The aim was to assess the validity of the Hemoccult Sensa® test in detecting colorectal cancer in the above-mentioned outpatients.
Symptomatic outpatients without known established colorectal cancer risk factors and without visible rectal bleeding.
Hemoccult Sensa® was performed before endoscopic examination. Colorectal cancer was identified at histopathological examination. Patients completed a questionnaire about their symptoms before their first hospital appointment.
Eight of 256 patients were found to have colorectal cancer. Median patient age was 63 years. The positive predictive value, negative predictive value, sensitivity, and specificity of Hemoccult Sensa® for colorectal cancer were 10.5% (95% confidence interval [CI]: 6.8–14.3), 99.0% (95% CI: 97.8–100.0), 75.0% (95% CI: 69.7–80.3), and 79.4% (95% CI: 74.5–84.4).
Hemoccult Sensa® as the initial examination in symptomatic outpatients without known established colorectal cancer risk factors presenting without rectal bleeding has to be used with caution. We did not find Hemoccult Sensa® test to be an acceptable alternative to flexible sigmoidoscopy.
Colorectal cancer (CRC) is one of the most common cancers in Westernized countries1,2 and the number of cases is expected to rise as the population ages.3 The vast majority of CRCs are found in patients without established CRC risk factors4 who are diagnosed upon onset of symptoms or through routine screening. In Denmark, screening for CRC is not offered to the general public. In 2002, a new diagnostic strategy in symptomatic outpatients without known established CRC risk factors aged 40 or older and referred by general practitioners was implemented in Denmark. A fecal occult blood test (FOBT, Hemoccult Sensa®; Beckman Coulter Gmbh, Krefeld, Germany) was a part of the strategy in patients without visible rectal bleeding. Symptoms indicative of CRC – changes in bowel habits, abdominal pain. and unintentional loss of weight – are also prevalent both in the general population and in patients with benign disease,5–9 differentiation between patients with CRC and those with benign disease is difficult. Using patient history alone as an indication of CRC may lead many patients with benign conditions to undergo endoscopic examinations. Hemoccult Sensa® could be used as the initial diagnostic procedure for symptomatic outpatients without visible rectal bleeding.10
Earlier studies of the usefulness of FOBT in detecting CRC among symptomatic patients reported sensitivities ranging from 69% to 100%, specificities ranging from 73% to 89%, and positive predictive values ranging from 7% to 76%.10–14 These studies either evaluated the Hemoccult and Hemoccult II tests, which are less sensitive to fecal blood than Hemoccult Sensa®, and/or did not take into consideration reason for colonoscopy referral (eg, symptoms or routine surveillance), risk profile (patients with vs patients without established CRC risk factors), or presence of visible rectal bleeding. We aimed to access the validity of Hemoccult Sensa® in symptomatic outpatients without known established CRC risk factors aged 40 years or older presenting without visible rectal bleeding, and who were referred by general practitioners, by estimating the sensitivity, specificity, and predictive values of Hemoccult Sensa® for CRC.

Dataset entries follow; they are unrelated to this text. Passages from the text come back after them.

PR #26, opened 2020-12-03
Yet more docload testing

johnbley:
link.* fields for documentFetch and resourceFetch, resource fetch for 404 image.

### DIFF
--- a/integration-tests/tests/docload/docload.spec.js
+++ b/integration-tests/tests/docload/docload.spec.js
@@ -41,16 +41,27 @@ module.exports = {
 
     const url = browser.globals.getUrl('/docload/docload.ejs');
     await browser.url(url);
+
     const docFetch = await browser.globals.findSpan(span => span.name === 'documentFetch');
     const scriptFetch = await browser.globals.findSpan(span => span.name === 'resourceFetch' && span.tags['http.url'].includes('splunk-rum.js'));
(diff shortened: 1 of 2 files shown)


integration-tests/tests/docload/docload.spec.js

This observational study took place in the surgical outpatient clinics at two public Danish hospitals in Aarhus County, Denmark (Randers Central Hospital [RCH] and Aarhus University Hospital [AUH]). These clinics are the primary referral centers in the two hospitals’ catchment areas for patients with symptoms consistent with CRC.
As of January 1st, 2003, about 91% of the 433,000 residents in the two hospitals’ catchment areas were of Danish origin. The entire population of Denmark receives tax-supported health care from the National Health Service, which allows free access to primary care (general practitioners) and to public hospitals. The study period was September 1st, 2002 to December 31st, 2003 in RCH and October 1st, 2002 to December 31st, 2003 in AUH.
The study was approved by the local Scientific Ethics Committee and Danish Data Protection Agency.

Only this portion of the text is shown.